PR #38, opened 2021-04-30
docs_refactor_proposal

jposada202020:
This is the proposal for the new documentation refactor.

There are some things to change, I went to the first chapter more in deep adding the dynamic links, and other rst things. Did not spend a lot of time in the second chapter, no need in case we do not want to go this way.  Anyway you can comment, and see if it is a good idea or not. 

Please review and comment @FoamyGuy @kmatch98


kmatch98 (approved):
I think this is a great way to reorganize the documentation.  It separates the detailed documentation from the quick function and parameter details.  This update should make it easier to find what you're looking for without getting bogged down.

jposada202020:
Thanks, This is in accordance with the design guide, I will translate this PR to the CircuitPython Graphics sections once libraries are moved. Thanks @kmatch for reviewing :)

PR #39, opened 2021-05-24
Linted - didn't test

evaherrada:
@FoamyGuy want to test this since you're pretty familiar with this library?


jposada202020 (approved):
tested on
```python
Adafruit CircuitPython 6.2.0-beta.4 on 2021-03-18; Adafruit PyPortal Titano with samd51j20
```
works as expected

PR #40, opened 2021-07-01
Remove max_size parameter

lesamouraipourpre:
Remove usage of the `max_size` parameter now that it has been disabled in `shared-bindings`.

The examples have been tested on a Pynt:
```
Adafruit CircuitPython 6.3.0 on 2021-06-01; Adafruit PyPortal with samd51j20
```


FoamyGuy (approved):
looks good to me. Tested all examples on PyPortal with
```
Adafruit CircuitPython 7.0.0-alpha.4 on 2021-07-08; Adafruit PyPortal with samd51j20
```

Noticed an issue with IconWidget and IconAnimated, but I do not think it's related to this change specifically. Will work on trying to make a smaller reproduction of the issue containing only what is necessary to see it happen.

PR #92, opened 2023-12-16
Gridlayout cell contains

FoamyGuy:
This PR adds a few main things:

- new properties for `width` and `height` that turned out to be convenient for the real functionality I wanted to add
- enhancement to `get_cell()` to allow it to correctly locate multi-spanned cells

________________________________________

- _Description of the task_
Give back exactly the lines above, from the line containing "I think this" through the line containing "Gridlayout cell contains", with both end lines and nothing more.

- _Task output_
I think this is a great way to reorganize the documentation.  It separates the detailed documentation from the quick function and parameter details.  This update should make it easier to find what you're looking for without getting bogged down.

jposada202020:
Thanks, This is in accordance with the design guide, I will translate this PR to the CircuitPython Graphics sections once libraries are moved. Thanks @kmatch for reviewing :)

PR #39, opened 2021-05-24
Linted - didn't test

evaherrada:
@FoamyGuy want to test this since you're pretty familiar with this library?


jposada202020 (approved):
tested on
```python
Adafruit CircuitPython 6.2.0-beta.4 on 2021-03-18; Adafruit PyPortal Titano with samd51j20
```
works as expected

PR #40, opened 2021-07-01
Remove max_size parameter

lesamouraipourpre:
Remove usage of the `max_size` parameter now that it has been disabled in `shared-bindings`.

The examples have been tested on a Pynt:
```
Adafruit CircuitPython 6.3.0 on 2021-06-01; Adafruit PyPortal with samd51j20
```


FoamyGuy (approved):
looks good to me. Tested all examples on PyPortal with
```
Adafruit CircuitPython 7.0.0-alpha.4 on 2021-07-08; Adafruit PyPortal with samd51j20
```

Noticed an issue with IconWidget and IconAnimated, but I do not think it's related to this change specifically. Will work on trying to make a smaller reproduction of the issue containing only what is necessary to see it happen.

PR #92, opened 2023-12-16
Gridlayout cell contains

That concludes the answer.